Machining precision is the degree of conformity between the actual size, shape and position of the three geometric parameters of the surface of the processed part and the ideal geometric parameters required by the drawing. Ideal geometric parameters are average sizes; for surface geometry, they are absolute circles, cylinders, planes, cones, and straight lines; for mutual positions between surfaces, they are absolutely parallel, vertical, coaxial, symmetrical, etc. The deviation of the actual geometric parameters of the part from the ideal geometric parameters is called the machining error. Our precision machining is based on machine tool spindle, rotary thimble, lead screw, shaft machining, CNC lathe machining and tool holder! The quality is guaranteed.
According to different processing precision content and precision requirements, different measurement methods are used. Generally speaking, there are the following types of methods:
1. The machining precision measurement can be divided into direct measurement and indirect measurement.

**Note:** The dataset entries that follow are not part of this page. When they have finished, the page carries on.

PR #503, opened 2024-09-25
High-level compression options API

### LINKED ISSUE #349: [Feature Request] Enabling uncompressed PNG support

Shnatsel:
Cleans up the high-level compression ratio API and makes it easier to use.

 - Makes setting `Compression` also automatically select the filtering mode for you
 - Removes obsolete `Huffman` and `Rle` compression options
 - Makes the `Compression` enum non-exhaustive so we could add e.g. `Moderate` for [fdeflate's new mode](https://github.com/image-rs/fdeflate/pull/29) and `Extreme` for Zopfli in the future
 - Renames `Best` to `High` since it isn't actually best, as its documentation already states. Especially if we add Zopfli later.
 - Renames `Default` to `Balanced` and makes it the default

Builds upon #502, so the diff includes changes from #502 when compared with main. Diff without the changes from #502 can be found here: https://github.com/Shnatsel/image-png/compare/advanced-compression...Shnatsel:image-png:high-level-compression-control?expand=1

Supersedes #490, fixes #349 and #505

Unlike #502, this is a semver-breaking change.

The exact choice of filters for each mode is debatable, but I think this is a reasonable default. I'm happy to change the mapping from the high-level `Compression` modes based on your input - I'm sure you have more experience with these than I do.

**Update:** also implements #505 in the same PR, as requested


Shnatsel:
Looks like the expanded roundtrip fuzzing that now also covers adaptive filtering has found a bug, so that's cool

Shnatsel:
I cannot reproduce the crash locally just by fuzzing, and I don't have the permissions to access the testcase that fuzzing has found. @HeroicKatora do you have access? If so, could you post the file on the issue tracker so I could investigate what went wrong? I'm pretty sure this is a bug that also applies to the current version, since I didn't change much about the algorithms, so it could be a significant real-world issue in existing versions.

Shnatsel:
I left the fuzzer running locally overnight, but it failed to rediscover the issue after 1 billion executions.

src/common.rs
```diff
@@ -333,6 +333,67 @@ impl Default for Compression {
...
+    /// much faster than what is typical for PNG images.
+    /// Other decoders (e.g. libpng) do not get a decoding speed boost from this mode.
+    FdeflateUltraFast,
+
+    /// Uses [flate2](https://crates.io/crates/flate2) crate with the specified [compression level](flate2::Compression::new).
+    ///
+    /// Flate2 has several backends that make different trade-offs.
+    /// See the flate2 documentation for the available backends for more information.
+    Flate2(u32),
+    // TODO: Zopfli?
```
kornelski, line 369: Should this be dependent on feature flags?

If they exist unconditionally, then they can either fail at run time if a dependency is not added, or we'll have to have all the deps included all the time.

Shnatsel: All the modes listed right now are unconditional dependencies.

I'm really not a fan of things failing at runtime due to improper build time configuration, so for Zopfli I was going to gate that enum variant behind a feature. That way we could let the API user decide whether want it and enable the feature, decide they don't want it and disable the feature, or pass on the optionality of this by exposing their own feature, which would affect this enum.

I'm happy to hear your thoughts on how an optional Zopfli dependency could be added in the future, and how can we adjust this API to make that easier.

Shnatsel: There are even nice rustdoc annotations to make it clear that something is only available when a certain feature is enabled.

Shnatsel:
TODO: finish making adaptive filtering the default and document it as such. Needs #506 to be merged first because I don't want to create editing conflicts with myself.

src/common.rs
```diff
@@ -303,28 +305,26 @@ impl AnimationControl {
...
-    #[deprecated(
-        since = "0.17.6",
-        note = "use one of the other compression levels instead, such as 'fast'"
-    )]
-    Rle,
+    /// Significantly outperforms libpng and other popular encoders
+    /// by using a [specialized DEFLATE implementation tuned for PNG](https://crates.io/crates/fdeflate).
+    Fast,
+    /// Balances encoding speed and compression ratio
+    Default,
```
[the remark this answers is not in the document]
Shnatsel: Renamed to Balanced

src/encoder.rs
```diff
@@ -295,11 +296,28 @@ impl<'a, W: Write> Encoder<'a, W> {
...
+        self.info.compression_deflate = DeflateCompression::from_simple(compression);
+        // choose the filter based on the requested compression
+        match compression {
+            Compression::None => {
+                self.set_filter(FilterType::NoFilter); // with no DEFLATE filtering would only waste time
+                self.set_adaptive_filter(AdaptiveFilterType::NonAdaptive);
+            }
+            Compression::Fast => {
+                self.set_filter(FilterType::Up); // fast and avoids long backreferences in DEFLATE stream
+                self.set_adaptive_filter(AdaptiveFilterType::NonAdaptive);
```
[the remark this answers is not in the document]
Shnatsel: I've seen adaptive filtering degrade encoding performance by 2x on this file: 
https://commons.wikimedia.org/wiki/File:Exoplanet_Phase_Curve_(Diagram)_(01HK57P2YHV18MMV0RG5N7HY70).png

I suspect the non-vectorized Paeth filter (without nightly) is to blame.

Do you think it makes sense to have `Fast` and `Fastest` presets that use `Adaptive` and `Up` filters respectively?

src/common.rs
```diff
@@ -333,6 +333,67 @@ impl Default for Compression {
     }
 }
 
+/// Advanced compression settings with more customization options than [Compression].
```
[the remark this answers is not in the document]
Shnatsel: I'm not sure what you mean by that. If we change the mapping, we can just deprecate the original option like we did with `Huffman` and `Rle`, then start mapping it to something else. The non-deprecated ones work as advertised, so no need to add disclaimers, I think?

src/encoder.rs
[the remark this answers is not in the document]
Shnatsel: I've switched `Fast` to fdeflate+adaptive and made a new `Fastest` preset with fdeflate+up

src/common.rs
```diff
@@ -333,6 +333,67 @@ impl Default for Compression {
...
+///
+/// Note that this setting only affects DEFLATE compression.
+/// Another setting that influences the compression ratio and lets you choose
+/// between encoding speed and compression ratio is the *filter*,
+/// See [FilterType] and [AdaptiveFilterType].
+#[non_exhaustive]
+#[derive(Debug, Clone, Copy)]
+pub enum DeflateCompression {
```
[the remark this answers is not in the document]
Shnatsel: I don't know if we can make any promises about decoding speed without targeting a specific version of a specific decoder. Fdeflate, miniz_oxide, zlib, zlib-ng, Go and WUFFS might very well have entirely different happy paths.

Shnatsel:
I think I've addressed all the feedback so far (good calls btw!) and also added the implementation of #505 to this PR, as you requested.

src/common.rs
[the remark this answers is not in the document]
fintelia: Yeah, would take more investigation. Not something we need to decide on now.

src/common.rs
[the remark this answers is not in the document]
fintelia: Arguably, changing the documented behavior was a breaking change even though we deprecated at the same time. I'd rather just be explicit that we don't consider changing the underlying implementation of any of these to be a breaking change.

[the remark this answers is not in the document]
Shnatsel: I've documented it explicitly, PTAL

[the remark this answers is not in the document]
fintelia: Looks good to me, thanks!

src/common.rs
```diff
@@ -303,33 +305,103 @@ impl AnimationControl {
...
-        note = "use one of the other compression levels instead, such as 'fast'"
-    )]
-    Huffman,
-    #[deprecated(
-        since = "0.17.6",
-        note = "use one of the other compression levels instead, such as 'fast'"
-    )]
-    Rle,
+    /// Significantly outperforms libpng and other popular encoders
+    /// by using a [specialized DEFLATE implementation tuned for PNG](https://crates.io/crates/fdeflate),
```
okaneco, line 324: A link backing up these claims would be nice here and in the new updated readme.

Direct measurement: directly measure the parameter to obtain the measured size. For example, use calipers and comparators to measure.
Indirect measurement: Measure the geometric parameters related to the measured size, and obtain the size through calculation.
Obviously, direct measurement is more intuitive, and indirect measurement is more cumbersome. Generally, when the measured size or direct measurement fails to meet the precision requirements, indirect measurement has to be used.
2. Precision machining can be divided into absolute measurement and relative measurement according to whether the reading value of the measuring tool directly represents the value of the measured size.
Absolute measurement: The reading value directly indicates the size of the measured size, such as measuring with a vernier caliper.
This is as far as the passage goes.